PR #7498, opened 2022-05-25
New API for context propagation

dstepanov:
Initial version of the propagation API.

Main points:
- The propagated context is always immutable and consist of different propagated elements similar to Kotlin Coroutines context
- Propagated element can implement `ThreadPropagatedContextElement` to setup/restore thread locals
- The propagated state is never captured but the context needs to be extended and pushed down the downstream
- The capturing API is not needed anymore, this should eliminate a lot of overhead from the reactive code
- The context is automatically propagated to the Kotlin coroutines
- In the Reactor context should be propagated as whole with utility method to extract/extend it (The Reactor context needs to be modified manually)
- The implementation is using try-resources to propagate the contest without extra overhead, this might change in the future to support scoped local, but at this moment, I think this is the best solution.

I want to merge this first PR to have the orther work mergable.

Next PRs will remove the existing instrumentation propagation, add docs etc.

There are already examples how it should be used:
- Tracing https://github.com/micronaut-projects/micronaut-tracing/pull/281
- Micronaut Data https://github.com/micronaut-projects/micronaut-data/pull/2189 (This is a big PR because of the changes in the TX management and removal of forked Spring TX code)


context-propagation/src/main/java/io/micronaut/context/propagation/instrument/reactor/ReactorInstrumentation.java
```diff
@@ -0,0 +1,52 @@
...
+/**
+ * On scheduler hook for the thread to be aware of {@link PropagatedContext}.
+ *
+ * @author Denis Stepanov
+ * @since 4.0.0
+ */
+@Requires(classes = {Flux.class, Schedulers.Factory.class})
+@Context
+@Internal
+class ReactorInstrumentation {
```
graemerocher: make `final`

context-propagation/src/main/java/io/micronaut/context/propagation/instrument/rxjava2/RxJava2Instrumentation.java
```diff
@@ -0,0 +1,58 @@
...
+/**
+ * On scheduler hook for the thread to be aware of {@link PropagatedContext}.
+ *
+ * @author Denis Stepanov
+ * @since 4.0.0
+ */
+@Requires(classes = {RxJavaPlugins.class})
+@Context
+@Internal
+class RxJava2Instrumentation {
```
graemerocher: make `final`

context-propagation/src/main/java/io/micronaut/context/propagation/instrument/rxjava3/RxJava3Instrumentation.java
```diff
@@ -0,0 +1,58 @@
...
+/**
+ * On scheduler hook for the thread to be aware of {@link PropagatedContext}.
+ *
+ * @author Denis Stepanov
+ * @since 4.0.0
+ */
+@Requires(classes = {RxJavaPlugins.class})
+@Context
+@Internal
+class RxJava3Instrumentation {
```
graemerocher: make `final`

core-reactive/src/main/java/io/micronaut/core/async/propagation/ReactivePropagation.java
```diff
@@ -0,0 +1,121 @@
...
+import reactor.core.CoreSubscriber;
+import reactor.util.context.Context;
+
+/**
+ * Reactive propagation of {@link PropagatedContext}.
+ *
+ * @author Denis Stepanov
+ * @since 4.0.0
+ */
+public class ReactivePropagation {
```
graemerocher: annotate with `@Experimental`

core-reactive/src/main/kotlin/io/micronaut/core/async/propagation/KotlinCoroutinePropagation.kt
```diff
@@ -0,0 +1,48 @@
...
+import io.micronaut.core.propagation.PropagatedContext
+import kotlin.coroutines.CoroutineContext
+
+/**
+ * Kotlin Coroutine propagation utils.
+ *
+ * @author Denis Stepanov
+ * @since 4.0.0
+ */
+class KotlinCoroutinePropagation private constructor() {
```
graemerocher, line 29: annotate with `@Internal`

core/src/main/java/io/micronaut/core/propagation/PropagatedContext.java
```diff
@@ -0,0 +1,277 @@
...
+/**
+ * The propagation across different threads using the context which is immutable and can be extended/reduced by different elements.
+ * Each element can be a simple data structure carrying its state across the threads, or it can implement {@link ThreadPropagatedContextElement}
+ * for use-cases when thread-local values needs to be updated.
+ *
+ * @author Denis Stepanov
+ * @since 4.0.0
+ */
+@Experimental
+public interface PropagatedContext {
```
graemerocher, line 36: add nullability annotations to all arguments

http/src/main/java/io/micronaut/http/context/ServerHttpRequestContext.java
```diff
@@ -0,0 +1,64 @@
...
+import java.util.Optional;
+
+/**
+ * Http request propagation.
+ *
+ * @author Denis Stepanov
+ * @since 4.0.0
+ */
+@Experimental
+public final class ServerHttpRequestContext implements PropagatedContextElement {
```
graemerocher: could be a record

runtime/src/test/groovy/io/micronaut/runtime/executor/ExecutorServiceConfigSpec.groovy
```diff
@@ -33,6 +34,8 @@ import java.util.concurrent.ThreadPoolExecutor
  * @author Graeme Rocher
  * @since 1.0
  */
+@Ignore("Instrumented Executor services break this test")
```
graemerocher: need to fix this test

graemerocher (changes requested):

graemerocher (approved):

core/src/main/java/io/micronaut/core/propagation/PropagatedContextImpl.java
```diff
@@ -0,0 +1,212 @@
...
+    private static final PropagatedContextImpl EMPTY = new PropagatedContextImpl(Collections.emptyList());
+
+    private final List<PropagatedContextElement> elements;
+    private final boolean containsThreadElements;
+
+    private PropagatedContextImpl(List<PropagatedContextElement> elements) {
+        this.elements = elements;
+        boolean containsThreadElements = false;
+        for (PropagatedContextElement element : elements) {
+            if (element instanceof ThreadPropagatedContextElement) {
```
yawkat, line 62: this check is probably slow

dstepanov: What do you suggest?

core/src/main/java/io/micronaut/core/propagation/PropagatedContextImpl.java
```diff
@@ -0,0 +1,212 @@
...
+    }
+
+    @Override
+    public List<PropagatedContextElement> getAllElements() {
+        return elements;
+    }
+
+    @Override
+    public Scope propagate() {
+        PropagatedContextImpl prevCtx = THREAD_CONTEXT.get();
```
yawkat, line 172: maybe instead of try-finally, this should be a function that accepts a lambda, so that maybe we can eventually replace the ThreadLocal with a ScopedValue

core/src/main/java/io/micronaut/core/propagation/PropagatedContextImpl.java
dstepanov: It think it would be better to use the array here for sure

yawkat (approved):

core/src/main/java/io/micronaut/core/propagation/PropagatedContextImpl.java
yawkat: i think it would be best to store a flag alongside each PropagatedContextElement whether the particular element is a ThreadPropagatedContextElement

yawkat: and have separate factory methods for PropagatedContext for the different elements. i.e. differentiate using data (the flag), not polymorphism, for best perf

yawkat (approved):

PR #7536, opened 2022-05-31
Fix incremental compilation of configuration properties metadata

### LINKED ISSUE #7534: Support of Gradle incremental compilation when having more that 1 @ConfigurationProperties annotated classes
### Feature description

When having multiple `@ConfigurationProperties` annotated classes, as per an example app: https://github.com/stepanv/micronaut-full-rebuild-sample-app/tree/main/src/main/java/com/example 

with `micronaut.processing.incremental=true` enabled, the incremental compilation gets broken
```
Task ':compileJava' is not up-to-date because:
  Input property 'stableSources' file /Users/stepan.vavra/Repos/other/micronaut-test-slow-compilation/src/main/java/com/example/MyService.java has changed.
Created classpath snapshot for incremental compilation in 0.008 secs.

Full recompilation is required because the generated resource 'META-INF/spring-configuration-metadata.json in CLASS_OUTPUT' must have exactly one originating element, but had 2. Analysis took 0.013 secs.

```

It would be great if Micronaut was able to support incremental compilation even in such case.

As a workaround one can extract those annotated classes to a different gradle module where incremental compilation is not that needed (thx @graemerocher for that hint).

graemerocher:
Fixes #7534


melix (approved):

inject-java/src/main/java/io/micronaut/annotation/processing/ConfigurationMetadataProcessor.java
```diff
@@ -0,0 +1,96 @@
...
+import java.util.ServiceLoader;
+import java.util.Set;
+
+/**
+ * Handles Configuration metadata generation.
+ *
+ * @author graemerocher
+ * @since 3.5.1
+ */
+public class ConfigurationMetadataProcessor extends AbstractInjectAnnotationProcessor {
```
sdelamo, line 39: should we annotate this class with `@Internal`?

sdelamo (approved):

inject-java/src/main/java/io/micronaut/annotation/processing/ConfigurationMetadataProcessor.java
sdelamo: we consider `inject-java` to be internal.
────────────────────────────────────────
▶ **What the task asks**
Set down each line exactly as it appears, starting at the top of the data and ending at the line containing "- The implementation", and include no other lines.

▶ **Result for this task**
PR #7498, opened 2022-05-25
New API for context propagation

dstepanov:
Initial version of the propagation API.

Main points:
- The propagated context is always immutable and consist of different propagated elements similar to Kotlin Coroutines context
- Propagated element can implement `ThreadPropagatedContextElement` to setup/restore thread locals
- The propagated state is never captured but the context needs to be extended and pushed down the downstream
- The capturing API is not needed anymore, this should eliminate a lot of overhead from the reactive code
- The context is automatically propagated to the Kotlin coroutines
- In the Reactor context should be propagated as whole with utility method to extract/extend it (The Reactor context needs to be modified manually)
- The implementation is using try-resources to propagate the contest without extra overhead, this might change in the future to support scoped local, but at this moment, I think this is the best solution.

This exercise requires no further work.